Who knew? I've been spending the better part of a decade focused on cash flow statements, balance sheets, income statements, industry due diligence, sales checks, market internals and the occasional technical indicators and all I really needed to do in order to be the next mega-investor was K.I.S.S. (Keep It Simple Stupid).
The latest entry into the "I Can't Believe Someone Funded That Study Department"...two psychologists from Princeton University have determined that fluency of a company's name was highly correlated with a stock's performance.
To check, Alter and Oppenheimer did a second study looking at 89 real stocks that were traded on the New York exchange between 1990 and 2004. They asked 16 undergraduates to grade the fluency of the stock names on a sliding scale. Then they checked on the stocks' performance.

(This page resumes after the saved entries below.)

PR #341, opened 2022-04-10
Feature Request: Merge repeated cells by one or more variables

darentsai:
When data have one or more categorical variables, it's common to sort them and merge repeated cells together when creating an excel file. The argument `mergeCols` added in `writeData()` controls which columns need to be merged. Its order  indicates how your data is grouped and sorted. An example using `esoph` data is demonstrated as follows:

```r
df <- with(esoph, esoph[order(agegp, alcgp, tobgp), ])[1:30, ]
wb <- createWorkbook()
addWorksheet(wb, "esoph")
writeData(wb, "esoph", df, borders = "all", mergeCols = 1:3)
addStyle(wb, "esoph", createStyle(halign = "center", valign = "center"),
         rows = 1:(nrow(df)+1), cols = 1:ncol(df), gridExpand = TRUE, stack = TRUE)
saveWorkbook(wb, "writeDataExample.xlsx", overwrite = TRUE)
```
example


JanMarvin:
Hi @darentsai , lets begin with "it's common": I have never seen someone doing something like this and I've seen people doing many strange things. Therefore I have do disagree that it's common ;)

Otherwise it looks good. Just a suggestion, maybe the sorting should also be done via writeData? So that we keep the input and output in sync. Are there any drawbacks that I am overlooking?

Final remarks:
 * a test for this would be awesome (something like your code snippet and for example some detection of how many merged cells the workbook contains) and 
 * a rerun of roxygen.

darentsai:
@JanMarvin Thanks for your kind reply. My statements may make some misunderstanding. If the data written to an excel file is used for further analysis or modeling, this feature is not practical. But, if the data have been grouped, summarised by some categorical variables and going to be presented in a report, this feature can make the appearance of table much tidier.(I update a new example in my previous comment using another dataset.)

As for the sorting process, I also thought about doing it in `writeData`. In my opinion, a method that prints data to an external file should not change the input structure (e.g. order). Hence, I presume users have arranged data as they want before writing it out. `mergeCols` only works on how the data is rendered to excel.

JanMarvin:
Alright, I agree on the sorting part. Give @ycphs or me a ping when to review (still like to see a test, even if it's just a tiny `expect_silent(write...)`).

JanMarvin:
Hi @darentsai , what is the state of this? Ready and just missing a test or did you find some larger issue that is holding this pull request back?

darentsai:
@JanMarvin Thanks for the reminder. I have tried several kinds of data and adjusted different sets of arguments. I don't find anything wrong so far. I think it's ready to be used but lacks for a test. I'm sorry that I'm not familiar with the test mechanism of package development, so I haven't figured out a proper test example to examine this new feature.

As anticipated, the more complex a share's name, the poorer it performed on the first day of trading. The effect appeared to wane as time went on; after 6 months, when more information about the stock was presumably available, the name alone couldn't be used to predict a single stock's performance.
Hmmm, so why we're all wondering what James Simons and T. Boone Pickens have that we don't; I wouldn't have expected it to be a preference for monosyllabic company names. :)
I'm clearly destined to be the next Soros: I already speak with the same accent he does:-)
As for the study, what a joke....but let's try to take it seriously for a minute:
- 89 stocks, 16 students are such a small number, they don't have a statistically relevant sample
- we all now there are many other far more material factors influencing stock performance, and what a surprise, the don't mention anything on how they attemted to eliminate these other factors from the "study".